[rt-users] Bad characters in names loaded from LDAP (AD)

Mon Oct 10 23:41:00 EDT 2016

On 10 Oct 2016, at 16:26, Jan Burian wrote:

> Hi all,
>
> we have RT 4.4.0 on CentOS 7 and Perl v5.22.1. And we are starting to
> use RT in production.
>
> We configured RT to authenticate users via LDAP
> (RT::Authen::ExternalAuth::LDAP). Our LDAP server is MS AD (Win 2008 
> R2).
[...]
> Authentication is working fine. Users can log in, if the user doesn't
> exist in RT the account is autocreated. All the configured attributes
> are transferred.

This is a strong sign that the LDAP part is working correctly. If the 
LDAP server (AD) and client (Perl's Net::LDAP module) are using 
mismatched encodings, it is likely to show up in authentication failures 
due to incompatible encodings of the same (logical) characters that 
8-bit encodings assign to byte values 0x80-0xff.

Fortunately, it is somewhere between arcane and impossible to make 
Net::LDAP use anything other than UTF-8. There's *probably* some way to 
make it do T.61 for ancient-history compatibility, but that's mostly 
pointless.

[...]
> We had similar problem with Moodle. When we configured Moodle against
> Active Directory and set cp1250 encoding, then it was doing exactly 
> same
> thing. After we changed encoding for LDAP connector to utf-8 then the
> names was
> corrected.

Which makes sense: LDAP v3 by default uses UTF-8 and you have a modern 
system with a mature LDAP client. I know of no way to configure a CentOS 
7/Perl 5.22 system such that the LDAP interaction with an AD LDAP server 
talking UTF-8 would be the source of this sort of encoding conflict. I'm 
mildly surprised that anything talking LDAPv3 can be made to use cp1250 
encoding, but I suppose Microsoft makes their own rules to go along with 
their own unique code pages.

[...]
> Also I red thath MS AD in LDAP protocol version 3 returns any string 
> to
> LDAP client in utf-8 encoding.
> I really don't know where could be a problem.

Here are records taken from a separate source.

PR #55, opened 2015-10-28
Added checking whether some obm setting is valid for node

iceiilin:
Check whether current node support a specific obm setting.
Also add retries in Panduit obm settings to cover vPDU's slow response.

https://hwjiraprd01.corp.emc.com/browse/MAG-222

related PRs
https://github.com/RackHD/on-http/pull/28
https://github.com/RackHD/on-core/pull/22

### DIFF
--- a/lib/services/panduit-obm-service.js
+++ b/lib/services/panduit-obm-service.js
@@ -68,14 +68,21 @@ function panduitObmServiceFactory(
                                      '.' + outletNum,
                                      's', cyclePwd],
                                      host,
-                                     community)
+                                     community,
+                                     'snmpset'
+                                    )
                 .then(function () {
+                    // vPDU doesn't accept control command right after setting password
+                    // Retry three times to ensure the controlling succeed
                     return self._runInternal([self.mibPowerCommand + 
                                              '.' + pduNum + 
                                              '.' + outletNum,
                                              'i', controlCmd[control]],
                                              host,
-                                             community);
+                                             community,
+                                             'snmpset',
+                                             3
+                                            );
                 });
         });
     };
@@ -143,14 +150,15 @@ function panduitObmServiceFactory(
         });
     };
 
-    PanduitObmService.prototype._runInternal = function (command, host, community, file) {
+    PanduitObmService.prototype._runInternal = function (command, host, community, file, retries) {
         return this.run({
-            command: file || 'snmpset',
+            command: file,
             args: [
                 '-v2c',
                 '-c', community,
                 host
-            ].concat(command)
+            ].concat(command),
+            retries: retries
         });
     };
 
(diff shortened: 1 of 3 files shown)


iceiilin:
@benbp

benbp:
Hey saw the updates. Sorry for the delay I'll be able to review this tomorrow.

spec/lib/services/obm-service-spec.js
```diff
@@ -89,4 +90,147 @@ describe('OBM Service', function() {
             });
         });
     });
+
+    describe('Check invalid obm service', function() {
+        var waterline;
+
+        before('check invalid obm service before', function() {
+            waterline = helper.injector.get('Services.Waterline');
+            waterline.skus.findOne = sinon.stub();
```
benbp: Does this not fail without doing `sinon.stub().resolves` ? I would expect calling `.then` on it to not work otherwise.

benbp:
:+1:

lib/services/panduit-obm-service.js
```diff
@@ -143,14 +150,15 @@ function panduitObmServiceFactory(
         });
     };
 
-    PanduitObmService.prototype._runInternal = function (command, host, community, file) {
+    PanduitObmService.prototype._runInternal = function (command, host, community, file, retries) {
         return this.run({
-            command: file || 'snmpset',
```
jlongever: how come the default 'snmpset' was removed?

lib/services/panduit-obm-service.js
```diff
@@ -143,14 +150,15 @@ function panduitObmServiceFactory(
...
+            command: file,
             args: [
                 '-v2c',
                 '-c', community,
                 host
-            ].concat(command)
+            ].concat(command),
+            retries: retries
```
jlongever: should there be a default value when retries is not set?

spec/lib/services/obm-service-spec.js
```diff
@@ -89,4 +90,147 @@ describe('OBM Service', function() {
...
+            .then(function() {
+                done(new Error('Expected invalid service'));
+            })
+            .catch(function(e) {
+                try {
+                    expect(e).to.have.property('name').that.equals('BadRequestError');
+                    expect(e).to.have.property('message').that.equals(
+                        'Service panduit-obm-service is not supported in current node'
+                    );
+                    done();
```
yyscamper: if the promise is returned, we don't need to call done()

iceiilin: done() is used to specify the case has finished.

lib/services/panduit-obm-service.js
iceiilin: this.run() command in base-obm-service always expect "retries" as its parameter. If it is not specified, run() in child-process.js of on-core has assigned a 0 as its default value.

lib/services/panduit-obm-service.js
iceiilin: 'snmpset' in "file" parameter was the last parameter and it can be set as a default one. Now I add "retires", so I don't view "file" as a default value, and added "snmpset" in this file when calling this _runInternal function. It works when this function is called in only one or two places. Thank you for reminding me that there are some other ways to add a new parameter with less code changes and confusion.

anhou:
:+1:

yyscamper:
:+1:

PR #58, opened 2015-10-30
made switch catalogs use numeric output 

VulpesArtificem:


benbp:
@VulpesArtificem was the resolution that we don't need this?

VulpesArtificem:
yes; unnecessary.

PR #62, opened 2015-11-05
merge ESXi bootstrap and add analyze os repo job

yyscamper:
This PR is to sync up the bootstrap implementation of 1.0.0 branch, it can be thought of the combination of following PRs :
 - https://github.com/RackHD/on-tasks/pull/47   (1.0.0 branch)
 - https://github.com/RackHD/on-tasks/pull/45   (1.0.0 branch)
 - https://github.com/RackHD/on-tasks/pull/43   (master, but closed)

@benbp  had some comment in this PR (https://github.com/RackHD/on-tasks/pull/45) about the code architecture design, this PR also contains the proposal code arch.

Now the separated job "analyze-os-repo" is designed to dynamic fetch some options from user's repository, this can be benefit in following area:
(1) The ESXi 5.5 and ESXi 6.0 workflow can be merged into one.
(2) Can be used as a pre-validation for the external repository, if repository is not correct, the bootstrap will skip early and save 5-10 min. 

@RackHD/corecommitters @zyoung51 @iceiilin @WangWinson @pengz1 

Following PRs need be merged together to ensure the bootstrap function works well for master branch:
1. https://github.com/RackHD/on-http/pull/38
2. https://github.com/RackHD/on-taskgraph/pull/22
3. https://github.com/RackHD/on-tasks/pull/62
4. https://github.com/RackHD/onserve/pull/64

### DIFF
--- a/lib/jobs/analyze-os-repo-job.js
+++ b/lib/jobs/analyze-os-repo-job.js
@@ -1,0 +1,151 @@
+// Copyright 2015, EMC, Inc.
+/* jshint: node:true */
+
+'use strict';
+
+var di = require('di');
+
+module.exports = analyzeOsRepoJobFactory;
+di.annotate(analyzeOsRepoJobFactory, new di.Provide('Job.Os.Analyze.Repo'));
+    di.annotate(analyzeOsRepoJobFactory,
+    new di.Inject(
+        'Job.Base',
+        'Logger',
+        'Assert',
+        'Util',
+        '_',
+        'Promise',
+        'JobUtils.OsRepoTool'
+    )
+);
+
+function analyzeOsRepoJobFactory(
+    BaseJob,
+    Logger,
+    assert,
+    util,
+    _,
+    Promise,
+    repoTool
+) {
+    var logger = Logger.initialize(analyzeOsRepoJobFactory);
+
+    /**
+     * This job will analyze the external OS repository, fetch some options from some repository
+     * files and pass these options to shared context:
+     * context.repoOptions  = { xxx: xxx }
+     *
+     * @param {Object} options
+     * @param {Object} context
+     * @param {String} taskId
+     * @constructor
+     */
+    function AnalyzeOsRepoJob(options, context, taskId) {
+        var self = this;
+        AnalyzeOsRepoJob.super_.call(self, logger, options, context, taskId);
+
+        self.nodeId = self.context.target;
+
+        assert.string(self.options.osName);
+        assert.string(self.options.repo);
+
+        // Both http://xxx/repo and http://xxx/repo/ should be valid and point to same repository,
+        // but our code prefer the previous one
+        if (self.options.repo) {
+            self.options.repo =  self.options.repo.trim();
+            if (_.last(self.options.repo) === '/') {
+                self.options.repo =  self.options.repo.substring(0, self.options.repo.length-1);
+            }
+        }
+    }
+
+    util.inherits(AnalyzeOsRepoJob, BaseJob);
+
+    /**
+     * @memberOf AnalyzeOsRepoJob
+     */
+    AnalyzeOsRepoJob.prototype._run = function() {
+        var self = this;
+
+        return Promise.resolve().then(function() {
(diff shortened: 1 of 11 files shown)


yyscamper:
test this please

package.json
```diff
@@ -41,6 +41,7 @@
     "sinon-as-promised": "^2.0.3",
     "sinon-chai": "^2.7.0",
     "supertest": "^0.15.0",
-    "xunit-file": "0.0.6"
+    "xunit-file": "0.0.6",
+    "nock": "^2.17.0"
   }
```
yyscamper: nock (https://github.com/pgte/nock) is a famous HTTP mocking and expectations library, I plan to add it to the spec/helper.js, but by different PR, how do you think? @RackHD/corecommitters

lib/jobs/analyze-os-repo-job.js
```diff
@@ -0,0 +1,151 @@
...
+     * @memberof AnalyzeOsRepoJob
+     * @param {String} repo - the external repository address.
+     * @return {Promise}
+     */
+    AnalyzeOsRepoJob.prototype._esxHandle = function (repo) {
+        //first try the lower case because the installation has some problem when the repository
+        //is in upper case, but anyway we will try the upper case as a retry, in future we (maybe
+        //Vmware?) may have solution to fix the upper case problem.
+        return repoTool.downloadViaHttp(repo + '/boot.cfg').catch(function() {
+            return repoTool.downloadViaHttp(repo + '/BOOT.CFG');
```
benbp: Wow, that's weird, oh well.

package.json
benbp: Yeah, seems generally useful, though I'm also fine with leaving it in the os-repo-tool-spec unit test since it's not used anywhere else.

benbp:
:+1:

benbp:
So, just to make sure I'm understanding correctly: Both the install-os and analyze-os tasks get the same options, but the analyze-os just validates them first and fails if they are invalid? Otherwise, we proceed to install-os with the same options?

jlongever:
@yyscamper This seems specific to ESXi repositories,  analyze-os sounds general.  Any plans to support other OS repos?

benbp:
Yeah, some re-naming probably makes sense.

yyscamper:
analyze repo is only accept option "repo" and "version", other options such as vlan, domain, root password and so on will still be validated in install os. Now only ESXi uses analyze repo job, I don't want analyze repo to take all validation work.

Analyze repo only pass the new options that from repo and converted repo address to install os, nothing more (at least now).


Felix

yyscamper:
@jlongever @benbp : I did think about the naming. I choose the common one because it want this job can be used to handle all os repo analysis work, though now we only do this for ESXi.

You could see in this line (https://github.com/RackHD/on-tasks/pull/62/files#diff-0968fbbf157945a0d7f47f29f9ab72f3R71), I write a function to dynamic find the handler for each OS, so did think about we will need extra analysis for other OS.

Analyze-os-repo job will accept an options "osName" to load the correct handle, just like we did for obm-control, use the "action" to specify which operation need to done.

Some of works that we may need to do in future for other OS, and suitable for analyze-os-repo job:
(1) Analyze whether the input repo is really existed.
(2) Analyze the integrity of external repo, whether it is valid, any file missing.

package.json
yyscamper: OK, we can move it until we find another repo still need http mock.

iceiilin:
+1 
I like the detailed error log and the code structure here. 
I am thinking about adding analyze-os-repo job to every install OS workflow to make it seems common, though we may passthrough it inside the job itself if it isn't needed actually. Just some minor thoughts, and you can ignore it if you think it doesn't make sense.

zyoung51:
@yyscamper Are there stories created to add analyze routines for other OS (RHEL seems like the next priority here)?
:+1:

yyscamper:
@zyoung51 : currently, there is no need to analyze other OS, though I proposed we can use the analyze-os-repo to do some wors, but it is not urgent now.  Do you have some idea on this?

PR #61, opened 2015-11-05
adding travis.yml

heckj:

PR #63, opened 2015-11-05
Remove helper.before from snmp-pdu-power-status-spec

benbp:
The test passes without this, and helper.before introduces mongo+rabbit dependencies, so remove it.

@VulpesArtificem @heckj


heckj:
lgtm, i'll hold on resetting and retrying https://github.com/RackHD/on-tasks/pull/61 until this is merged if that works for you two

VulpesArtificem:
:+1:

The most likely place is in your database. I'm guessing that you are 
using MySQL, which defaults to latin1 encoding. When you store a UTF-8 
string into a latin1 table, it breaks any multi-byte characters into 2 
or 3 characters, but the right bits are still there. This issue has come 
up a few times on this list over the past decade and I think Best 
Practical has documented how to safely convert a RT database with that 
sort of problem from latin1 to utf8. It is probably worth looking 
through their docs (possibly one of the UPGRADING* files?) and the RT 
Wiki for a solution. I expect it could be done with a binary dump of the 
database, altering of any latin1 tables to use utf8, and a re-import of 
the binary dump. I'm not enough of a MySQL expert to detail that process 
(I generally use Postgres where possible.)